Ventilation and drain holes. Connector shields often include vent holes or drain slots that allow solder flux vapor or moisture to escape during reflow. Without vents, the shield can act like a sealed chamber, causing solder defects or corrosion inside the shield cavity.
For more on packing, see metala stampado packaging and shipping guide.
RFQ checklist for connector shields
- Drawing with flat pattern, formed shield views, and spring finger details.
- Materialo: grade, temper, thickness, and plating spec.
- Shield envelope dimensions and tolerances (length, width, height, flatness).
- Spring finger count, position, deflection, kontakto force, and fatigue life requirements.

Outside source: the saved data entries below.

PR #166, opened 2026-07-14
fix(network): ability to re-connect reactor kicked peers

evan-forbes:
## Motivation

Ordered service demand was only consulted during initial connection setup. If block sync,
header sync, or discovery declined or ended its stream while sibling services kept the QUIC
connection alive, the stream could remain absent for the connection's lifetime.

The first re-admission implementation exposed additional lifecycle gaps: retries could create
unbounded detached tasks, header-sync advisory backoff could wait forever on a stale snapshot,
stale stream exits could clear newer sessions, and deferred streams could exceed the negotiated
aggregate inbound queue limit.

## Solution

- Add an ordered-session demand contract supporting immediate open, deadline retry,
  event-driven retry, and retirement without changing connection ownership.
- Keep at most one connection-owned wake per ordered stream kind. Reactor demand replaces
  transport backoff, adoption/retirement cancels pending wakes, and generation checks discard
  stale queued wakes.
- Track active ordered streams by `kind -> session_id`, so an old worker exit cannot erase a
  newer local or peer-opened generation.
- Publish header-sync candidate state at advisory expiry and include advisory deadlines in
  reactor maintenance scheduling, so time alone can turn `RetryAt` into `OpenNow`.
- Validate aggregate inbound queue depth against every negotiated ordered stream before
  registration, including streams whose initial demand is deferred.
- Store one block-sync `PeerPark { conn_id, until }` record in the shared peer registry. The
  owning routine writes it synchronously at the no-progress decision site, and its generation
  check prevents a superseded routine from parking a replacement session.
- Make block-sync demand a pure read of the registry park and the existing reactor watches.
  Same-connection re-admission consumes the park once; connection cleanup only disassociates
  its connection while preserving the peer-level cooldown. Teardown never writes park state.
- Keep only active block-sync sessions in the service map and enforce direction caps by counting
  and installing them under the same lock. The reactor watch is only used to wake capacity waiters.
- Permit one bounded re-admission after a no-progress park; a repeated no-progress stall on the
  same connection disconnects instead of cycling indefinitely.
- Keep completed discovery exchanges retired for their connection, with teardown-safe state
  transitions.

## Testing

Focused regressions cover:

- one pending wake per stream kind, reactor-over-transport precedence, stale wake rejection,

- Annual volume and order quantity.
- Assembly method: SMT reflow, through-hole, press-fit, or hand solder.
- Plating requirements: full or selective; material, thickness, and zones.
- Packaging: tape-and-reel for SMT, or trays/tubes.
- Testing: insertion force, kontakto resistance after environmental cycling, salt spray, or RoHS/REACH compliance.
Submit your shield drawing through the RFQ form. For general RFQ preparation, see the metala stampado RFQ checklist.